Movimento dos Focolares

Istambul, a Igreja de Roma e de Constantinopla festejam juntas

Dez 5, 2012

Tornou-se já costumeiro, no dia 29 de junho em Roma (São Pedro e São Paulo) e no dia 30 de novembro, em Istambul (Santo André), a visita de Delegações das duas Igrejas irmãs

O dia 30 de novembro passado foi um dia de festa na Basílica Patriarcal do Fanar, em Istambul, pela celebração da solenidade de Santo André apóstolo, Patrono do Patriarcado Ecumênico de Constantinopla.

«A troca de Delegações entre a Igreja de Roma e a Igreja de Constantinopla, […] mostra de forma concreta o vínculo de proximidade fraterna que nos une. É uma comunhão profunda e real, ainda que imperfeita, que não se fundamenta em razões humanas de cortesia e conveniência, mas na fé comum em Jesus Cristo». Escreveu Bento XVI na mensagem a Sua Santidade Bartolomeu I, evidenciando a plena comunhão como um dom de Deus e assegurando ao Patriarca a sua unidade de orações e a de todos os fiéis católicos.

O Cardeal Kurt Koch, Presidente do Conselho Pontifício para a Promoção da Unidade dos Cristãos, neste ano, liderou a Delegação da Santa Sé.

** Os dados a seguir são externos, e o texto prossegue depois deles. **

PR #7975, opened 2022-03-03
hle: service: ldr: Use deterministic addresses when mapping NROs.

bunnei:
- Instead of randomization, choose in-order addresses for where to map NROs into memory.
- This results in predictable behavior when debugging and consistent behavior when reproducing issues.

### DIFF
--- a/src/core/hle/service/ldr/ldr.cpp
+++ b/src/core/hle/service/ldr/ldr.cpp
@@ -288,7 +288,7 @@ public:
     }
 
     bool ValidateRegionForMap(Kernel::KPageTable& page_table, VAddr start, std::size_t size) const {
-        constexpr std::size_t padding_size{4 * Kernel::PageSize};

No seu discurso, o Patriarca, evidenciou a importância de prosseguir juntos, como irmãos, em direção a Cristo, delineando assim o estilo do caminho ecumênico hoje.

A sua mensagem não é simplista e nem se limita a ser otimista, mas, convida a mirar o caminho a ser percorrido na atualidade, considerando o passado com realismo e a encontrar, sinceramente, os meios para reaproximar-se. Para esta iniciativa, indica como via principal a ser percorrida, o diálogo que ele define o meio por excelência para sanar os medos, as suspeitas, os preconceitos e que tem como finalidade “a comunhão eucarística à qual todos nós aspiramos”. Um diálogo que facilite a compreensão recíproca e, desta forma, encaminhar-se “à verdade plena” (Jo 16, 13).

Não falta um apelo ser «samaritanos», próximos à humanidade que hoje sofre de várias formas por causa das muitas «crises». Estar próximos e, juntos, para levar, unidos, o anúncio da potência e da misericórdia do Senhor.

Depois de citar a emoção ainda viva pela sua participação às celebrações do 50° do Concílio Vaticano II, que abriu novos caminhos, e a próxima comemoração dos 1700 anos do Edito de Milão, anunciou com alegria que os trabalhos preparativos do Concílio Pan-Ortodoxo estão na fase final.

Na manhã do sábado, 1° de dezembro, o Cardeal Koch e o Metropolita Gennadios de Sassima, encontraram alguns representantes da comunidade católica local dedicando tempo ao caminho ecumênico entre as duas Igrejas irmãs, delineando desafios e perspectivas no percurso em direção à plena unidade depois de 50 anos do Concílio Vaticano II.

Seguiu-se um diálogo no qual o Metropolita Gennadios sublinhou o fato de que as prioridades sociais, consequências da crise, colocaram em segundo plano a importância do diálogo ecumênico. A sua experiência de vinte anos de participação na Comissão Teológica Mista o permite entrever um impulso renovado para, juntos encontrar soluções, oferecendo assim um testemunho comum de vida.

O Cardeal Koch citou a imagem de um quadro que está na sede do Conselho Pontifício para a Promoção da Unidade dos Cristãos e que retrata o abraço de Pedro e André, ressaltando que o abraço deles é sinal da presença de Jesus. E concluiu convidando a rezar pela unidade, lembrando que esta não é um imperativo de Jesus, mas, ele a pediu ao Pai como dom.